If you follow the news, chances are you’ve seen or heard some headlines about the housing market that don’t give the full picture. The real estate market changes, and when it does, it can be difficult to separate fact from fiction. That’s where a trusted real estate professional comes in. They can help demystify the headlines so you can truly understand today’s market and what it means for you.
Here are three common housing market myths you may have heard, along with expert analysis that provides better context.
Myth 1: House prices will fall
One con that many buyers have seen or heard is this housing prices are going to crash. This is because headlines often use similar, but different, terms to describe what happens to prices. Some of the ones you can see right now include:
- Gratitudeor rising house prices.
- Depreciationor lower housing prices.
- And daccelerationwhich means house prices are rising, but at a slower pace.
The point is experts do not call for price reductions. Instead, they predict the gratitude will continue, only in slow motion. This means that house prices will rise, not fall. Selma Hepp, Deputy Chief Economist CoreLogic, explains:
“. . . higher mortgage rates combined with more inventory will lead to slower home price growth but a decline in house prices is unlikely.”
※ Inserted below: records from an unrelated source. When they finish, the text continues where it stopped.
PR #4454, opened 2024-08-18
Add SA-Solver Sampler

chaObserv:
Add stochastic sampler, [SA-Solver](https://arxiv.org/abs/2309.05019). SA-Solver could be considered as a stochastic version UniPC with same order. When set eta = 0 constantly, its result is similar to UniPC (bh1).

The default tau function is adapted from [official's repos](https://github.com/scxue/SA-Solver/blob/main/README.md#-abstract) and uses sigma percent to define interval.

Example (with --fp8_e5m2-unet):
sa_example

### DIFF
--- a/comfy/k_diffusion/sa_solver.py
+++ b/comfy/k_diffusion/sa_solver.py
@@ -1,0 +1,198 @@
+# Modify from: https://github.com/scxue/SA-Solver
+# MIT license
+from typing import Union, Callable
+import torch
+
+
+def get_coefficients_exponential_positive(order, interval_start, interval_end, tau):
+    """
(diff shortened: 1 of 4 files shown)


chaObserv:
I would convert this to a simplified version.

chaObserv:
Extract sample functions and simplified the process, which makes it fit into k_diffusion. Instead of passing percent to sample function, SamplerSASolver node requires a model now to compute interval of tau function.

Landscape example:
sa_grid_00001_

Anime-style example:
sd_grid_02_00001_

wibur0620 (commented):
👌

sp308714-debug:
Desnuda a esta mujer por completo y has que esté chupando una verga grande de un hombre negro
IMG_6179

PR #4504, opened 2024-08-20
Added minimal Dockerfiles and docker-compose.yaml

njalooo:
This setup builds a docker image according to the build instructions, and nothing more, except for passing the --local header, which makes the service listen to all ip's. This is needed for docker, and access can be controlled via port-forwarding, a proxy, or similar.

I did not test the Nvidia setup, With AMD Radeon it works as intended.


docker-compose.yaml
```diff
@@ -0,0 +1,27 @@
...
+      - ./models/vae:/ComfyUI/models/vae
+      - ./models/unet:/ComfyUI/models/unet
+      - ./models/clip:/ComfyUI/models/clip
+      - $OUTPUTDIRECTORY:ComfyUI/output
+    ports:
+      - 8188:8188
+    devices:
+      - "/dev/dri:/dev/dri"
+      ## For AMD GPU
+      - "/dev/kfd:/dev/kfd"
```
displague, line 21: Are any nvidia devices needed or is it assumed that the nvidia docker binary manages this?

On my machine (1050TI, 560.35.03, CUDA 12.6, Kernel 6.8.0), it looks like this:
```
$ lsof -p $(pidof python) 2>/dev/null | grep /dev | grep -v -e zero -e pts -e shm  | awk '{print $9}' | sort -u 
/dev/nvidia0
/dev/nvidia-caps/nvidia-cap2
/dev/nvidiactl
/dev/nvidia-uvm
```

AMD.Dockerfile
```diff
@@ -0,0 +1,17 @@
+FROM python:3.12.5-bookworm
```
displague, line 1: Would pytorch serve as a better base?
https://hub.docker.com/r/pytorch/pytorch/tags

NVIDIA.Dockerfile
```diff
@@ -0,0 +1,17 @@
+FROM python:3.12.5-bookworm
+
+RUN pip install jinja2 numpy
+RUN pip install torch torchvision torchaudio --index-url https://download.pytorch.org/whl/rocm6.0
+#RUN pip install --pre torch torchvision torchaudio --index-url https://download.pytorch.org/whl/cu121
```
displague, line 5: The nvidia dockerfile would need the CUDA URL

docker-compose.yaml
njalooo: Nvidia GPU's should be made directly aviable under /dev/dri by the linux kernel, as far as i know.

NVIDIA.Dockerfile
njalooo: You are right, my bad. I only changed the commented unstable url

njalooo: Fixed

AMD.Dockerfile
njalooo: Probably yes, let me try. It might not require all the build packages after all.

rizlas:
What about #1469 ?

njalooo:
> What about #1469 ?

Ah, i wasn't aware of it. Seems a lot more fleshed out, so i'm going to close this pull request.

PR #7382, opened 2025-03-25
Wrap Flux's call with diffusion_model wrappers similar to the Unet model

kabachuha:
Hi!

I'm currently trying to mod Flux and I found out comfy doesn't have the diffusion model patcher wrapper like the vanilla Unet model does in comfy/ldm/modules/openaimodel.py. The job of this hook is to wrap the diffusion model's call with activatable hooks, which can be numerous.

This makes the modding process, like wrapping the Flux with Reference-only controlnet hooks, very hard without big structural changes.

I think this important, yet small addition of the hook will benefit the extension building community a lot, while not breaking the compatibility.

Additionally, I would like to have the program passing transformer options into the Single Stream and the Double Stream blocks, so the modded information (like reference images) could reach their patched versions without rewriting the whole Flux's forward method. This also will be consistent with how BasicTransformerBlock works in comfy/ldm/modules/attention for vanilla models.

### DIFF
--- a/comfy/ldm/flux/layers.py
+++ b/comfy/ldm/flux/layers.py
@@ -159,7 +159,8 @@ class DoubleStreamBlock(nn.Module):
         )
         self.flipped_img_txt = flipped_img_txt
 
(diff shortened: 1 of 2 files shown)


Slickytail:
This would be very helpful to anyone modding flux.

Myth 2: The housing market is in a correction stage
Another common myth is that the housing market is in a correction phase. Again, it’s not. That’s why. In accordance with Forbes:
“A correction is a sustained decline in the value of a market index or the price of an individual asset. Generally, a 10% to 20% drop in value from the recent peak is considered a correction.»
As mentioned above, housing prices are still rising, and according to experts, this will continue, but at a slower pace. This means the housing market is not in correction because prices do not fall. That’s just a softening of the past two years, which have been record-breaking in almost every way.
Myth 3: The housing market will crash
Some headlines are raising concerns that the housing market is a bubble ready to burst. But experts say that today there is nothing like 2008. One reason is that lending standards are very different today. Logan Mohtashami, Lead Analyst HousingWire, explains:
“As talk of a recession becomes more common, some people worry that mortgage lending will get much tighter. This usually happens during a recession, however The notion that American credit will collapse like it did between 2005 and 2008 couldn’t be more wrong because we didn’t have a credit boom between 2008 and 2022.”
During the last one housing bubble, it was much easier to get a mortgage than it is today. since then lending standards have strengthened significantly, and mortgage buyers over the past decade are far more qualified than they were in the years leading up to the crash.
No matter what you hear about the housing market, let us connect you with a Band Premier Broker today 541-323-2779. That way, you’ll have a seasoned authority on your side who knows the ins and outs of the market, including current trends, historical context, and more.